> Problem statement
Your task is to output the entries below word for word.

[Data to use — start]

PR #4546, opened 2019-12-30
GEODE-7579: introduce RegionAware

jinmeiliao:
* Index configuration is ReqionAware, but not groupable
* index's group depends on what region it's defined with

### For all changes:

### Note:

### DIFF
--- a/geode-assembly/src/distributedTest/java/org/apache/geode/management/internal/rest/ListIndexOnPartitionRegionTest.java
+++ b/geode-assembly/src/distributedTest/java/org/apache/geode/management/internal/rest/ListIndexOnPartitionRegionTest.java
@@ -57,6 +57,7 @@ public class ListIndexOnPartitionRegionTest {
         .setHostAddress("localhost", locator.getHttpPort())
         .build();
 
+    // set up the same region in 3 different groups, one is a proxy region, but with the same name
     Region config = new Region();
     config.setName("testRegion");
     config.setType(RegionType.PARTITION);
@@ -121,9 +122,12 @@ public class ListIndexOnPartitionRegionTest {
       assertThat(group4.findRegionConfiguration("testRegion").getIndexes()).isEmpty();
     });
 
-    // try to create index again
+    // try to create index again will throw an error since index already exists on some groups
     assertThatThrownBy(() -> cms.create(index))
         .hasMessageContaining("Index 'index' already exists");
+
+    // demonstrate that the only way to put the index on the newly created region on group4 is
+    // to delete the index and then recreate the index again.
 
     // delete the index
     ClusterManagementRealizationResult deleteResult = cms.delete(index);
--- a/geode-assembly/src/distributedTest/java/org/apache/geode/management/internal/rest/ListIndexOnPartitionRegionTest.java
+++ b/geode-assembly/src/distributedTest/java/org/apache/geode/management/internal/rest/ListIndexOnPartitionRegionTest.java
@@ -1,0 +1,107 @@
+/*
+ * Licensed to the Apache Software Foundation (ASF) under one or more contributor license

[Data to use — finish]

> Task output
PR #4546, opened 2019-12-30
GEODE-7579: introduce RegionAware

jinmeiliao:
* Index configuration is ReqionAware, but not groupable
* index's group depends on what region it's defined with

### For all changes:

### Note:

### DIFF
--- a/geode-assembly/src/distributedTest/java/org/apache/geode/management/internal/rest/ListIndexOnPartitionRegionTest.java
+++ b/geode-assembly/src/distributedTest/java/org/apache/geode/management/internal/rest/ListIndexOnPartitionRegionTest.java
@@ -57,6 +57,7 @@ public class ListIndexOnPartitionRegionTest {
         .setHostAddress("localhost", locator.getHttpPort())
         .build();
 
+    // set up the same region in 3 different groups, one is a proxy region, but with the same name
     Region config = new Region();
     config.setName("testRegion");
     config.setType(RegionType.PARTITION);
@@ -121,9 +122,12 @@ public class ListIndexOnPartitionRegionTest {
       assertThat(group4.findRegionConfiguration("testRegion").getIndexes()).isEmpty();
     });
 
-    // try to create index again
+    // try to create index again will throw an error since index already exists on some groups
     assertThatThrownBy(() -> cms.create(index))
         .hasMessageContaining("Index 'index' already exists");
+
+    // demonstrate that the only way to put the index on the newly created region on group4 is
+    // to delete the index and then recreate the index again.
 
     // delete the index
     ClusterManagementRealizationResult deleteResult = cms.delete(index);
--- a/geode-assembly/src/distributedTest/java/org/apache/geode/management/internal/rest/ListIndexOnPartitionRegionTest.java
+++ b/geode-assembly/src/distributedTest/java/org/apache/geode/management/internal/rest/ListIndexOnPartitionRegionTest.java
@@ -1,0 +1,107 @@
+/*
+ * Licensed to the Apache Software Foundation (ASF) under one or more contributor license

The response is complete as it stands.